• [What you will do] Only a single number is expected: how many lines of the data hold the word "RelatedFrom".

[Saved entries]
PR #47, opened 2019-01-21
Files nginx for local docker-compose 

erksch:
This PR adds an nginx server to the docker-compose setup which serves the files in the uploads folder of the Elija container. This enables to serve the files smoothly when developing locally on the frontend.

### DIFF
--- a/.env.dc
+++ b/.env.dc
@@ -1,6 +1,6 @@
 ES_URL=http://elasticsearch_dev:9200
 NEO4J_URL=bolt://neo4j_dev:7687
-FILE_SERVER=localhost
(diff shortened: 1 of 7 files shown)


.env.dc
```diff
@@ -1,6 +1,6 @@
 ES_URL=http://elasticsearch_dev:9200
 NEO4J_URL=bolt://neo4j_dev:7687
-FILE_SERVER=localhost
+FILE_SERVER=http://localhost:8080
```
erksch, line 3: Since Jona is not included in the dc setup and you would run it outside the docker stuff it's important to set a URL that is accessible from outside.

PR #49, opened 2019-01-21
Multi Tagging

erksch:
This PR enables support for multi-tagging.
Which means: I can set tags for a chunk of images.

My suggested route is `POST /tags` with `{ "ids": [...], "tags": [...] }` 
Please feel free to suggest a better route.

Regarding the algorithm it works more like a PUT:
The set of tags you send over this route will consequentially be the set of tags all the images have in common.

So if you have two images tagged with `[a, b, c]` and `[a, b, d]` and I send `[a]` as the new multi tags for those images the resulting set of tags will be `[a, c]` and `[a, d]` since I stated `[a]` as the **total set of tags the images should have in common**.

Another approach would be to make separate delete and create routes for single multi tags. Maybe worth a thought, too.

### DIFF
--- a/application/controllers/tags_controller.py
+++ b/application/controllers/tags_controller.py
@@ -13,6 +13,32 @@ class TagsController(ApplicationController):
 
     method_decorators = [check_es_connection]
 
+    @use_args(tags_validator.multi_tagging_args())
+    def multi_tagging(self, params):
+        """ Add tags to multiple artifacts """
+
+        new_multi_tags = list(params["tags"])
+        existing_multi_tags = []
+        artifacts = []
+
+        for object_id in set(params["ids"]):
+            try:
+                artifact = Artifact.find(object_id)
+                artifacts.append(artifact)
+
+                if not existing_multi_tags:
+                    existing_multi_tags = artifact.tags
+                else:
+                    existing_multi_tags = list(set(existing_multi_tags) & set(artifact.tags))
+            except NotFound:
+                return {"error": f"{object_id} not found"}, 404
+
+        for artifact in artifacts:
+            artifact.tags = list(set(artifact.tags) - set(existing_multi_tags)) + new_multi_tags
+            artifact.save()
+
+        return '', 204
+
     @use_args(tags_validator.add_tags_args())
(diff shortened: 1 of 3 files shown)


erksch:
I'm sorry tests are on the way :/

erksch:
How about `PUT /tags/multi` or `PUT /multiTags`

application/controllers/tags_controller.py
```diff
@@ -13,6 +13,32 @@ class TagsController(ApplicationController):
 
     method_decorators = [check_es_connection]
 
+    @use_args(tags_validator.multi_tagging_args())
+    def multi_tagging(self, params):
+        """ Add tags to multiple artifacts """
+
+        new_multi_tags = list(params["tags"])
```
Adrian-St, line 20: params["tags"] should be a list already, no need to convert again.

application/controllers/tags_controller.py
```diff
@@ -13,6 +13,32 @@ class TagsController(ApplicationController):
...
+        existing_multi_tags = []
+        artifacts = []
+
+        for object_id in set(params["ids"]):
```
Adrian-St, line 24: Please use Artifact.find_all instead.
Elasticsearch uses mget for multiple id's

application/controllers/tags_controller.py
```diff
@@ -13,6 +13,32 @@ class TagsController(ApplicationController):
...
+            try:
+                artifact = Artifact.find(object_id)
+                artifacts.append(artifact)
+
+                if not existing_multi_tags:
+                    existing_multi_tags = artifact.tags
+                else:
+                    existing_multi_tags = list(set(existing_multi_tags) & set(artifact.tags))
```
Adrian-St, line 32: Why do you always convert to list?
I think it would be better to initialize existiting_multi_tags as an empty set.

Adrian-St (changes requested):

erksch:
Thanks for taking a look, but I discussed my frontend approach with Arne and would favour deprecating this change. Stay tuned for my other approach.

PR #50, opened 2019-01-22
Artifact Update Many

erksch:
Add an update many route on `PATCH /images`

### DIFF
--- a/application/controllers/artifacts_controller.py
+++ b/application/controllers/artifacts_controller.py
@@ -68,6 +68,20 @@ class ArtifactsController(ApplicationController):
         except NotFound:
             return {"error": "not found"}, 404
 
+    @use_args(artifacts_validator.update_many_args())
+    def update_many(self, params):
+        """ Logic for updating multiple artifacts at once """
+
+        for update_data in params["artifacts"]:
+            object_id = update_data.pop("id")
+            try:
+                artifact = Artifact.find(object_id)
+                artifact.update(update_data)
+            except NotFound:
+                return {"error": f"failed at <{object_id}>: not found"}, 404
+
+        return no_content()
+
     @use_args(artifacts_validator.delete_args())
     def delete(self, params, object_id):
         """Logic for deleting an artifact"""
--- a/specs/requests/artifacts_spec.py
+++ b/specs/requests/artifacts_spec.py
@@ -8,6 +8,7 @@ from expects import expect, equal, have_key
 from hamcrest import matches_regexp
 from elasticsearch.exceptions import NotFoundError
 from doublex import Mock, Stub, ANY_ARG
+from doublex_expects import have_been_satisfied
 from specs.spec_helpers import Context
 from specs.factories.elasticsearch import es_search_response, es_get_response
 from specs.factories.uuid_fixture import get_uuid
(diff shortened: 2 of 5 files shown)


application/controllers/artifacts_controller.py
```diff
@@ -68,6 +68,20 @@ def update(self, params, object_id):
         except NotFound:
             return {"error": "not found"}, 404
 
+    @use_args(artifacts_validator.update_many_args())
+    def update_many(self, params):
+        """ Logic for updating multiple artifacts at once """
+
+        for update_params in params["data"]:
```
Askir: rename they key to `images` and the `update_params` to `image` imo. That would be a lot more descriptive.

application/controllers/artifacts_controller.py
```diff
@@ -68,6 +68,20 @@ def update(self, params, object_id):
...
+            object_id = update_params.pop("id")
+            try:
+                artifact = Artifact.find(object_id)
+                artifact.update(update_params)
```
Askir: This can probably be improved later on to not do a database request for every single image but instead do batch processing. Fine for now though.

specs/requests/artifacts_spec.py
```diff
@@ -133,6 +133,73 @@
                 with it('returns a 422 status code'):
                     expect(self.response.status_code).to(equal(422))
 
+        with description('UPDATE MANY'):
+            with context('valid request'):
+                with context("all the resources exist"):
+                    with before.each:
+                        with Mock() as elastic_mock:
+                            for i in range(2):
```
Askir: you can do: `.get(...).returns(...).times(2)` instead. I think that's a little cleaner.

specs/requests/artifacts_spec.py
```diff
@@ -133,6 +133,73 @@
...
+                                },
+                                {
+                                    "id": get_uuid(1),
+                                    "tags": ["blue", "green"]
+                                }
+                            ]
+                        })
+
+                    with it('returns a 204 status code'):
+                        expect(self.response.status_code).to(equal(204))
```
Askir, line 177: I think this deserves some more specific Mock expects with doublex-expects. https://pypi.org/project/doublex-expects/
Simply adding: `expect(current_app.es).to(have_been_satisifed)` would be sufficient I think.

specs/requests/artifacts_spec.py
```diff
@@ -133,6 +133,73 @@
...
+                    with it('returns a 404 status code'):
+                        expect(self.response.status_code).to(equal(404))
+
+                    with it('includes error message'):
+                        expect(self.response.json).to(have_key("error"))
+
+            with context('invalid request'):
+                with before.each:
+                    self.response = self.context.client().patch("/images", json={
+                        "data": [{}]
```
Askir: what happens if you have a uuid as a key here?

Askir (approved):
Just some renaming of variables and stuff, wont block merging but please fix :p

Looks pretty clean otherwise!

application/controllers/artifacts_controller.py
Adrian-St: Already exists, just use Artifact.find_all

Adrian-St (approved):

application/controllers/artifacts_controller.py
erksch: Hmm but why image and not artifacts?

specs/requests/artifacts_spec.py
erksch: I think the world would be a better place...

PR #51, opened 2019-01-23
Add (not so basic anymore) abstract NeoModel.

Askir:
I've implemented a wrapper surrounding the py2neo ogm to fit our prefered way of abstracting. I'm also in the process of adding neo+elastic sync in this PR. Simply by calling methods on both models for now.

Code Reviews greatly appreciated @erksch @Adrian-St

Also an open TODO is using the schema from marshmallow to auto generate the Property() calls. Not sure if that is possible but would be cool.

### DIFF
--- a/Pipfile
+++ b/Pipfile
@@ -27,6 +27,7 @@ doublex-expects = "*"
 pep8 = "*"
 autopep8 = "*"
 rope = "*"
+PyHamcrest = "*"
 
 [requires]
 python_version = "3.7"
--- a/application/controllers/artifacts_controller.py
+++ b/application/controllers/artifacts_controller.py
@@ -15,6 +15,7 @@ from ..validators import artifacts_validator
 from ..recognition.image_recognition import ImageRecognizer
 from .application_controller import ApplicationController
 
+
 class ArtifactsController(ApplicationController):
     """ Controller for Artifacts """
 
@@ -22,10 +23,9 @@ class ArtifactsController(ApplicationController):
 
     def show(self, object_id):
         """Logic for getting a single artifact"""
-
         try:
             artifact = Artifact.find(object_id)
-            return respond_with(artifact)
+            return respond_with(artifact.elastic)
         except NotFound:
             return {"error": "not found"}, 404
 
@@ -40,12 +40,16 @@ class ArtifactsController(ApplicationController):
     @use_args(artifacts_validator.create_args())
     def create(self, params):
         """Logic for creating an artifact"""
-        params = self.upload_file(params)
-        artifact = Artifact(params)
+        metadata = self._upload_file(params)
+        artifact = self._create_artifact(params, metadata)
+        ImageRecognizer.auto_add_tags(artifact.elastic)
+        return respond_with(artifact.elastic), 200
 
+    def _create_artifact(self, params, metadata):
+        params.update(metadata)
+        artifact = Artifact(**params)
         artifact.save()
-        ImageRecognizer.auto_add_tags(artifact)
-        return respond_with(artifact), 200
+        return artifact
 
     @use_args(artifacts_validator.update_args())
     def update(self, params, object_id):
@@ -53,7 +57,7 @@ class ArtifactsController(ApplicationController):
         object_id = params.pop("id")
         try:
             artifact = Artifact.find(object_id)
-            artifact.update(params)
+            artifact.update(**params)
             return no_content()
         except NotFound:
             return {"error": "not found"}, 404
@@ -66,7 +70,7 @@ class ArtifactsController(ApplicationController):
             object_id = update_data.pop("id")
             try:
                 artifact = Artifact.find(object_id)
-                artifact.update(update_data)
+                artifact.update(**update_data)
             except NotFound:
                 return {"error": f"failed at <{object_id}>: not found"}, 404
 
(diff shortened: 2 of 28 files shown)


Pipfile
```diff
@@ -27,6 +27,7 @@ doublex-expects = "*"
 pep8 = "*"
 autopep8 = "*"
 rope = "*"
+PyHamcrest = "*"
```
Askir, line 30: These are the matchers used to match different Mock calls. So we don't have to use <ANY_ARGS> everywhere.

application/controllers/artifacts_controller.py
```diff
@@ -33,27 +34,32 @@ def show(self, object_id):
...
 
     @use_args(artifacts_validator.create_args())
     def create(self, params):
         """Logic for creating an artifact"""
-        params = self.upload_file(params)
-        artifact = Artifact(params)
+        metadata = type(self)._upload_file(params)
+        artifact = type(self)._create_artifact(params, metadata)
+        ImageRecognizer.auto_add_tags(artifact.elastic)
+        return respond_with(artifact.elastic), 200
```
Askir, line 46: Split into two methods and calling the wrapper instead of ElasticArtifact, everywhere that modifies values to keep both data models up to date. For now ElasticSearch will be the one used primarily though.

application/controllers/artifacts_controller.py
```diff
@@ -83,14 +89,39 @@ def delete(self, params, object_id):
...
+        file_saver.save()
+        return file_saver.get_metadata()
+
+
+class FileSaver:
+
+    def __init__(self, file):
+        self.file = file
+        self.file_date = None
+        self.filename = None
```
Askir, line 102: Saving the uploaded files is a little cleaner now.

application/controllers/teams_controller.py
```diff
@@ -28,7 +28,7 @@ class TeamsController(ApplicationController):
 
     def show(self, object_id):
         try:
-            team = Team.find_by(force=True, id_=object_id)
+            team = Team.find_by(force=True, id=object_id)
```
Askir: The new neo model uses id instead of id_. As Adrian said, overriding the id member is not a problem.

application/models/artifact.py
```diff
@@ -1,66 +1,45 @@
...
-        self.team_id = params.get("team_id", None)
-        if "score" in params:
-            self.score = params["score"]
+from .elastic_artifact import ElasticArtifact
+from .neo_artifact import NeoArtifact
+from .neo_tag import NeoTag
+import uuid
+
+
+class Artifact:
```
Askir, line 7: This is the wrapper for both the ElasticArtifact and the NeoArtifact. It isn't very pretty as I hope to get rid of it soon and do the syncing differently.

application/models/elastic_artifact.py
```diff
@@ -0,0 +1,66 @@
+""" Elastic search artifact model wraps api into crud methods"""
+from ..schemas.artifact_schema import ArtifactSchema
+from .esmodel import ESModel
+
+
+class ElasticArtifact(ESModel):
+    """ Handles saving and searching """
+
```
Askir, line 8: This is just the old Artifact. Now called ElasticArtifact to differentiate easier from NeoArtifact.

application/models/neo_artifact.py
```diff
@@ -0,0 +1,20 @@
+from .neo_ogm_model import NeoOGMModel
+from .neo_tag import NeoTag
+from py2neo.ogm import Property, RelatedTo
+
+
+class NeoArtifact(NeoOGMModel):
```
Askir: NeoArtifact class, with the new "custom" OGM.

application/models/neo_ogm_model.py
```diff
@@ -0,0 +1,88 @@
+import uuid
+from application.errors import NotFound
+from flask import current_app
+from py2neo.ogm import GraphObject, Property, Related, RelatedTo, RelatedFrom
+
+
+class NeoOGMModel(GraphObject):
```
Askir: OGM that wrapps the py2neo ogm to provide a subjectively nicer interface.

application/models/neo_tag.py
```diff
@@ -0,0 +1,23 @@
+from .neo_ogm_model import NeoOGMModel
+from py2neo.ogm import RelatedFrom, Property
+
+
+class NeoTag(NeoOGMModel):
```
Askir: NeoTags are the objects that keep the tag information. It has an extra method find_or_create_by as NeoTags should be unique in the database. I'll add a uniqueness validation aswell. So not using this method will throw exceptions if a Tag already exists.

application/models/team.py
```diff
@@ -1,90 +1,15 @@
...
-from py2neo import Node
-from ..errors import NotFound
-from ..schemas.team_schema import TeamSchema
+from application.schemas.team_schema import TeamSchema
+from .neo_ogm_model import NeoOGMModel
+from py2neo.ogm import Property
 
 
-class Team:
+class Team(NeoOGMModel):
```
Askir: Rewritten to use the OGM as well

specs/models/artifact_wrapper_spec.py
```diff
@@ -0,0 +1,135 @@
...
+from application.models.neo_artifact import NeoArtifact
+from application.models.elastic_artifact import ElasticArtifact
+from application.errors import NotInitialized
+from specs.spec_helpers import Context
+from specs.models.custom_matcher import have_node
+from specs.factories.elasticsearch import es_get_response
+from py2neo import Node
+import uuid
+
+with description('Artifact Wrapper') as self:
```
Askir, line 18: Tests for the wrapper. Not very pretty either.

specs/models/neo_artifact_spec.py
```diff
@@ -0,0 +1,90 @@
...
+from expects import expect, equal
+from application.models.neo_artifact import NeoArtifact
+from application.models.neo_tag import NeoTag
+from specs.spec_helpers import Context
+from specs.models.custom_matcher import be_uuid, have_node, have_relationship
+from flask import current_app
+from py2neo import Node
+
+node_name = "NeoArtifact"
+with description('NeoArtifact') as self:
```
Askir, line 11: Tests for the NeoArtifact. I think I haven't tested everything that the OGM provides. Not sure if we should have those though as they are provided by the base class?

application/controllers/artifacts_controller.py
```diff
@@ -10,21 +10,22 @@
...
     """ Controller for Artifacts """
 
     method_decorators = [check_es_connection]
 
     def show(self, object_id):
         """Logic for getting a single artifact"""
-
         try:
-            artifact = Artifact.find(object_id)
+            artifact = ElasticArtifact.find(object_id)
```
Adrian-St: Why do you use ElasticArtifact here? I though the idea was to 
always call the wrapper. Even if it just calls ElasticArtifact, makes it easyer to replace.

application/controllers/artifacts_controller.py
```diff
@@ -33,27 +34,32 @@ def show(self, object_id):
     def index(self, params):
         """Logic for querying several artifacts"""
 
-        artifacts = Artifact.search(params)
+        artifacts = ElasticArtifact.search(params)
```
Adrian-St: Same here

PR #5473, opened 2023-10-10
Fix runtime default path config

touilleMan:


libparsec/src/config.rs
```diff
@@ -31,3 +31,53 @@ impl From<ClientConfig> for libparsec_client::ClientConfig {
...
+pub fn get_default_config_dir() -> PathBuf {
+    #[cfg(target_arch = "wasm32")]
+    {
+        PathBuf::from("")
+    }
+    #[cfg(not(target_arch = "wasm32"))]
+    {
+        // TODO: Windows path differs from Parsec v2 here:
+        // - previous: `%APPDATA%\parsec\config`
+        // - current: `%APPDATA%\Roaming\parsec-v3-alpha`
```
Max-7, line 62: `%APPDATA%`, contrary to what the name suggests, points to `C:\Users\<user>\APPDATA\Roaming`

libparsec/src/config.rs
```diff
@@ -31,3 +31,53 @@ impl From<ClientConfig> for libparsec_client::ClientConfig {
...
+pub fn get_default_data_base_dir() -> PathBuf {
+    #[cfg(target_arch = "wasm32")]
+    {
+        PathBuf::from("")
+    }
+    #[cfg(not(target_arch = "wasm32"))]
+    {
+        // TODO: Windows path differs from Parsec v2 here:
+        // - previous: `%APPDATA%\parsec\data`
+        // - current: `%APPDATA%\Roaming\parsec-v3-alpha`
```
Max-7, line 44: Same here, `%APPDATA%` already points to `\Roaming`

Max-7 (approved):

libparsec/src/config.rs
FirelightFlagboy:
```suggestion
        // - current: `%APPDATA%\parsec-v3-alpha`
```

libparsec/src/config.rs
FirelightFlagboy:
```suggestion
        // - current: `%APPDATA%\parsec-v3-alpha`
```

bindings/electron/src/meths.rs
```diff
@@ -6521,6 +6521,66 @@ fn client_stop(mut cx: FunctionContext) -> JsResult<JsPromise> {
...
+        };
+        match custom_to_rs_string(ret) {
+            Ok(ok) => ok,
+            Err(err) => return cx.throw_type_error(err),
+        }
+    })
+    .or_throw(&mut cx)?;
+    let (deferred, promise) = cx.promise();
+    deferred.resolve(&mut cx, js_ret);
+    Ok(promise)
```
mmmarcos, line 6541: This code seems identical in the 3 functions, maybe there is a way to extract it into a function :
```rust
fn from_dir(path: std::path::PathBuf, mut cx: FunctionContext) -> JsResult<JsPromise>
```

touilleMan: this code is autogenerated (and differs between electron, web and android in there future), so I'd rather stay KISS there :smiley:

libparsec/src/config.rs
touilleMan: I based this comment on Parsec v2.16 code: https://github.com/Scille/parsec-cloud/blob/75da5c338ba837d25e09a75b732dbc59de44b551/parsec/core/config.py#L23-L44

Have you experienced the config/data folder to be in another directory with Parsec v2 ?

FirelightFlagboy: [`dirs::data_dir`](https://docs.rs/dirs/5.0.1/dirs/fn.data_dir.html) correspond to `<user>\AppData\Roaming` (i.e. `%APPDATA%`)

FirelightFlagboy (approved):

PR #5481, opened 2023-10-11
[MS] Use MsTextInputModal for invitation link and user email

Max-7:
- [X] Describe your changes


client/src/components/core/ms-modal/MsTextInputModal.vue
```diff
@@ -3,6 +3,7 @@
 <template>
   <ms-modal
     :title="$props.title"
+    :subtitle="$props.subtitle"
```
NicoTuxx, line 6: why do you need to use $props, it should work with only subtitle.

NicoTuxx (dismissed):

client/src/components/core/ms-modal/MsTextInputModal.vue
Max-7: Yeah it does but I like to be explicit. I don't know what happens if I create a variable in my component named `subtitle`. This way it's explicit, I know where the variable is from, and I avoid potential conflicts.

NicoTuxx: .

NicoTuxx (changes requested):

client/src/components/core/ms-modal/MsTextInputModal.vue
Max-7: Removed the `$props`, see #5488

NicoTuxx (approved):

PR #5501, opened 2023-10-13
Provide enum for tag in variants

FirelightFlagboy:
I choose the same format for the enum tag value as for simple enum meaning the value of the enum is `{{ enum.name }}{{ enum.variant.name }}`


Max-7 (changes requested):
Way too many subjective changes in style that are not enforced by the linter configuration. Keep the PR to what it's supposed to do : provide enums for tags.

FirelightFlagboy:
@Max-7 can you pin point the files that need to be reset ?

Max-7:
> @Max-7 can you pin point the files that need to be reset ?

Every change that is a style update (added or removed spaces, new lines, ...). Keep the PR to replacing tags by enums.

If you want to make changes in how the code is formatted, it should be discussed beforehand and enforced with the linter.

Max-7 (approved):

PR #5530, opened 2023-10-16
Remove outdated command for `x25519-dalek`

FirelightFlagboy:
That comment was when we where using the release-candidate of that crate.
That was changed in the commit 2b563996652c6fb49f0693aa675984a6a97d7ae2


touilleMan (approved):
\o/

• [Exercise answer] 2